Last night I managed to get a good build session in. I finished edge finishing and deburring the last 2 ribs. Then it was time to scuff them. I had to get rid of those pesky white sticky labels. Fortunately Un-Du made quick work of them. It’s acid free, photo safe, and won’t mark/etch/stain – or so the label claims – so I figure it’s safe to use on alclad. I’ve never used it before. After I gave it a go, I must say it works really well. It evaporates fairly quick but you only need a few drops of this stuff before you can scrape the labels off.

Then I scuffed the ribs with a Scotchbrite pad. I’ve read quite a few builder’s blogs and they all recommend scuffing before dimpling or fluting. Makes sense. Then I used my hand seamers to make all the flanges perpendicular to the webs. I did this by eye which I reckon is good enough. When I did this I noticed that the ribs all had a noticeable bend in them – if you could imagine someone bending over backwards – that’s kinda what they were doing after I did the flanges. Now I understand why fluting is required. So out came the fluting pliers and without too much bother, the flanges were perpendicular and the ribs were flat and flush against the table top. I didn’t need too much pressure using the fluting pliers. I just gave a slight squeeze between each flange hole and then checked. Only had to give a second squeeze here or there. Here’s the result. HS ribs scuffed, straight and fluted (except for the inner main and nose ribs which you don’t flute yet).

Then the plans call for the the inner main ribs to have the forward flanges marked for 4 drill holes. These holes are used for the dreaded main rib-forward spar-nose rib union. Many builders have had edge clearance problems on the nose rib aft flange (the one I had to notch previously). This is why I left more flange on the rib than the plans called for. Brad Oliver (awesome builder’s website rv7factory.com – see my links section) and many others stated that they would have also made the main rib drill holes closer together than what the plans call for also. In order for me to get an idea of how much closer together I would need, I placed all the parts in their respective locations, then used a steel rule to measure where the holes were called for.

Then I compared these marks to where these holes would eventually be match drilled on the nose rib.

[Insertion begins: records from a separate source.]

PR #1720, opened 2026-06-07
fix: derive discovery legacy url/urls from primary fleet member (MOR-380)

morozsm:
## Problem (MOR-380)

`DiscoveryResponder.build_response()` (`src/rigplane/web/discovery.py`) built the legacy
single-radio top-level `url` and all `urls.*` entries from the static `self._web_port`
(default 8080), even when a `fleet_provider` is configured. In a multi-radio station
front door each fleet member carries its own `web_port`, and the legacy `radio` block is
already derived from `fleet[0]` — but the legacy `url`/`urls.*` were not, so legacy
single-radio consumers were pointed at a dead port (e.g. :8080) instead of the
selected/primary member's live `:808x`.

## Fix

When a fleet is present, derive the legacy `url` / `urls.*` (and scheme) from `fleet[0]`
(`web_port`, and `tls` with fallback to the responder's own `tls` when the member's is
`None`) — consistent with how the legacy `radio` block already uses `fleet[0]`, and with
how the per-member `radios[]` URLs already use `member.web_port`/`member.tls`. The
no-fleet single-radio path is unchanged (still `self._web_port`/`self._tls`); empty fleet
`[]` is treated as no-fleet. The `radios[]` block and the discovery JSON schema are
unchanged — only the legacy block's port/scheme values change.

## Tests

- Updated `test_single_radio_fields_preserved_with_fleet` (its `:8080` assertion encoded
  the bug → now expects `fleet[0]`'s port).
- Added `test_legacy_url_uses_fleet_member_port_and_tls` (fleet `web_port=8443, tls=True`
  → legacy `url`+`urls.*` are `https://…:8443`, `radio` still from `fleet[0]`).
- Locked the no-fleet path (empty fleet → legacy `url` uses static `:8080`).

## Gate (full, in an isolated worktree)

- `pytest tests/ --ignore=tests/integration`: 7205 passed, 0 failures
- `mypy src/`: 20 = unchanged baseline, 0 new (0 in `discovery.py`)
- `lint-imports`: 4 contracts kept, 0 broken

Boundary: `core`/`web` only; no protocol/transport/upper-layer change.

Linear: MOR-380

### DIFF
--- a/src/rigplane/web/discovery.py
+++ b/src/rigplane/web/discovery.py
@@ -178,21 +178,32 @@ class DiscoveryResponder:
     def build_response(self, remote_addr: str) -> bytes:
         """Build the JSON discovery response payload."""
         local_ip = _get_local_ip_for(remote_addr)
-        scheme = "https" if self._tls else "http"
 
         radio_info = self._radio_provider() if self._radio_provider else None
         fleet = self._fleet_provider() if self._fleet_provider else None
 
-        # Back-compat: keep the single-radio top-level block populated from the
-        # first/selected fleet member when no dedicated radio_provider is set,
-        # so legacy parsers still resolve a valid station_server.
-        if radio_info is None and fleet:
+        # Derive the effective web_port/tls for the legacy single-radio url/urls
+        # block. When a fleet is present, the primary member (fleet[0]) owns the
+        # legacy block, so its port/tls must drive these URLs — otherwise the
+        # top-level url stays stuck on the responder's static web_port even
+        # though the radio it describes lives elsewhere.
+        web_port = self._web_port
+        tls = self._tls
+        if fleet:
             first = fleet[0]
-            radio_info = RadioInfo(
-                model=first.model,
-                connected=first.connected,
-                radio_ready=first.connected,
-            )
+            web_port = first.web_port
+            tls = first.tls if first.tls is not None else self._tls
+            # Back-compat: keep the single-radio top-level block populated from
+            # the primary fleet member when no dedicated radio_provider is set,
+            # so legacy parsers still resolve a valid station_server.
+            if radio_info is None:
+                radio_info = RadioInfo(
+                    model=first.model,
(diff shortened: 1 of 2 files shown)


morozsm:
Agent Review: PASS

**Head:** d971fdf9 (`codex/mor-380-discovery-fleet-url` → `main`, MOR-380)

Independent review (reviewer ≠ implementer) of the discovery legacy-URL fleet-port fix.

**Scope:** exactly 2 files — `src/rigplane/web/discovery.py` (+25/−17) and `tests/test_discovery_responder.py` (+35/−1). No stray debug/logging, no commented-out code, no scope creep, no JSON schema/key change; `radios[]` per-member URL construction untouched.

**Correctness (all acceptance bullets MET, verified by file:line):**
- fleet present → `web_port = fleet[0].web_port`, `tls = fleet[0].tls if not None else self._tls`, `scheme` derived AFTER the effective tls; `fleet[0]` bound once (`discovery.py:190-195`).
- legacy `url` + all 5 `urls.*` (base/health/readiness/runtime/station) use the local `web_port`/`scheme` (`discovery.py:220-227`).
- no-fleet (None **or** empty `[]`) → byte-identical old behavior (`self._web_port`/`self._tls`); `[]` is falsy so it stays static.
- tls fallback uses `is not None` (member `tls=None` → falls back to `self._tls`, not hardcoded `False`).

**Falsification:** re-introducing the bug (legacy block back to `self._web_port`) makes both guard tests fail (`':8081' not in :8080`, `:8080` not `https://…:8443`); restored via `git checkout --` (no stash), worktree clean at d971fdf9.

**Gate (independently re-run, verbatim):**
- `pytest tests/ --ignore=tests/integration`: 7205 passed, 0 failures
- `mypy src/`: 20 = unchanged baseline, 0 new (0 in discovery.py)
- `lint-imports`: 4 contracts kept, 0 broken

**Blocking issues:** none.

I chose to make each hole about 1/16″ closer to the centre than what the plans call for. I then went back to the main rib and marked the new locations. The result of this checking back and forth can be seen in the following photo. The smaller, outer sharpie lines show the spacing of the holes as per plans. I can see why people get concerned about edge clearances. The longer, inner lines are my adjusted hole locations. I’m going with my adjusted spacing as they provide better edge clearance on the flange notch.

As I am building both left and right stabilisers at the same time I marked the inner ribs for both sides. I marked the ribs left and right as the hole marks were slightly different. Not by much (~1/32″) but enough for holes not the line up if you got the ribs mixed up. Then I marked up the other holes which go through the forward spar reinforcement angles. Again, I increased the edge distance clearance slightly. Here’s the result.

Felt like I made good progress this session. Build time 2.5 hrs.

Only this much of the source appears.